The one thing Ed Harris hates being called: “What else are you fucking doing?”

Legend has it that on the set of 1976 thriller Marathon Man, Dustin Hoffman had gone so deep into method acting for his character that he stayed up for three days straight to appear sufficiently exhausted, prompting his co-star Laurence Olivier to retort, “My dear boy, why don’t you just try acting?”

It would seem Apollo 13 and The Abyss star Ed Harris subscribes to a similar way of thinking about the craft. New Jersey-born Harris has worked in mainstream movies consistently since the late 1970s and broke through thanks to an epic film that quite simply doesn’t get spoken about enough when it comes to some of the best movies ever made. 1983’s The Right Stuff was a towering achievement, with a running time of three hours and 12 minutes; it told the story of the Mercury Seven, the men selected to pilot the first human spaceflights by the United States.

Harris was superb as John Glenn, the first American to orbit the Earth, and really should have been nominated for a ‘Best Supporting Actor’ Oscar alongside Sam Shepard. But the movie, despite being a box office flop, put him on the map in Hollywood, and he picked up more roles over the next few years, including a movie with Goldie Hawn called Swing Shift, and then the Robert De Niro movie Jacknife, winning a Golden Globe nomination.

His first major lead role came with James Cameron’s underwater sci-fi The Abyss in 1989, playing an oil platform chief in the film, which won an Oscar for ‘Best Visual Effects’. His stature in the industry was growing, but it was the 1990s that would represent his peak. In the ten years after The Abyss, he made hit after hit, and the two films that are most synonymous with him as a character actor.

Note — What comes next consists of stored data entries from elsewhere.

PR #2340, opened 2023-07-21
instr(metrics): Measure avg. bucket size

jjbayer:
Add a metric to measure how many elements there are on average in a metrics bucket when it is flushed.

This will help us decide whether increasing the bucket interval for span metrics (and possible performance metrics).

#skip-changelog

### DIFF
--- a/relay-metrics/src/statsd.rs
+++ b/relay-metrics/src/statsd.rs
@@ -1,5 +1,7 @@
 use relay_statsd::{CounterMetric, GaugeMetric, HistogramMetric, SetMetric, TimerMetric};
 
+use crate::BucketValue;
+
 /// Set metrics for Relay Metrics.
 pub enum MetricSets {
     /// Count the number of unique buckets created.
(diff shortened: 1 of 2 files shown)


relay-metrics/src/statsd.rs
```diff
@@ -153,16 +162,17 @@ impl GaugeMetric for MetricGauges {
...
         "c:sessions/session@none",
         "s:sessions/user@none",
         "s:sessions/error@none",
         "d:transactions/duration@millisecond",
         "s:transactions/user@none",
         "c:transactions/count_per_root_project@none",
     ]
-    .contains(&value)
+    .into_iter()
+    .find(|x| x == &value)
```
jjbayer, line 175: This was refactored in https://github.com/getsentry/relay/pull/2041, but using `find` instead of `contains` allows us to return a static str and prevents allocations on the caller side.

relay-metrics/src/statsd.rs
```diff
@@ -183,3 +193,13 @@ pub fn metric_name_tag(value: &str) -> &str {
 
     "other"
 }
+
+/// Returns the metric type for use as a tag key on statsd metrics.
+pub(crate) fn metric_type_tag(value: &BucketValue) -> &'static str {
```
TBS1996, line 198: iiuc, this is useful for the cases where the metric name tag resolves to "other"? as otherwise the first letter would give the type?

TBS1996 (approved):
looks good as far as i can tell

relay-metrics/src/statsd.rs
jjbayer: Yep!

relay-metrics/src/statsd.rs
TBS1996: would unwrap_or("other") work too ?

jjbayer: Would you assign that to `value`? Because then you cannot compare with other values anymore (see comparisions below).

PR #2341, opened 2023-07-21
feat(metrics): Route to different aggregators

jjbayer:
Place a router in front of the `relay_metrics::Aggregator` service, to allow different aggregator configurations for different use cases. This will allow us to

1. change the bucket interval for span metrics from 10 seconds to 1 minute to improve aggregation,
1. (potentially) set a different maximum length for tag values for span metrics.

Old:

```mermaid
flowchart LR
    Service -->|metrics| Aggregator
 ```
 
 New:
 
 ```mermaid
 flowchart LR
    Service -->|metrics| Router
    Router -->|metrics| agg_d["Aggregator (default)"]
    Router -->|metrics| agg_1["Aggregator (spans)"]
```


relay-metrics/src/router.rs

Not that you would catch him using that term. He once told the LA Times, “The whole term ‘character acting’ to me is one I really hate. What else are you fucking doing? You are playing a character. That’s what acting is! If you are not playing a character, you are playing a movie star in a movie.”

Harris was undoubtedly a movie star by 1996; however, when he returned to space to line up alongside Tom Hanks in Apollo 13, the Ron Howard movie that landed Harris an Academy Award nomination for ‘Best Supporting Actor’. And two years later came probably his defining career role, in the magnificent The Truman Show starring Jim Carrey. 

Harris gave a masterclass as Christof, the paternal creator of the universe that Carrey’s Truman is eventually so desperate to escape, and he deservedly won a Golden Globe for the movie in addition to his third Oscar nomination.

On his approach to parts like that, Harris added, “I play characters, whether it’s a lead role or supporting role, whatever it might be. I don’t feel like I’m doing me. I think it’s more frightening to say you’re not going to play a character, you’re going to be this guy. I like characters.”

For the next 25 years, he has continued to do exactly that, taking on roles in blockbuster movies like Top Gun: Maverick and more challenging fare like Kristen Stewart’s Love Lies Bleeding. Now, like most actors in the industry, he has recently found his way into a Taylor Sheridan TV creation, this time the Yellowstone spin-off Dutton Ranch, alongside Kelly Reilly.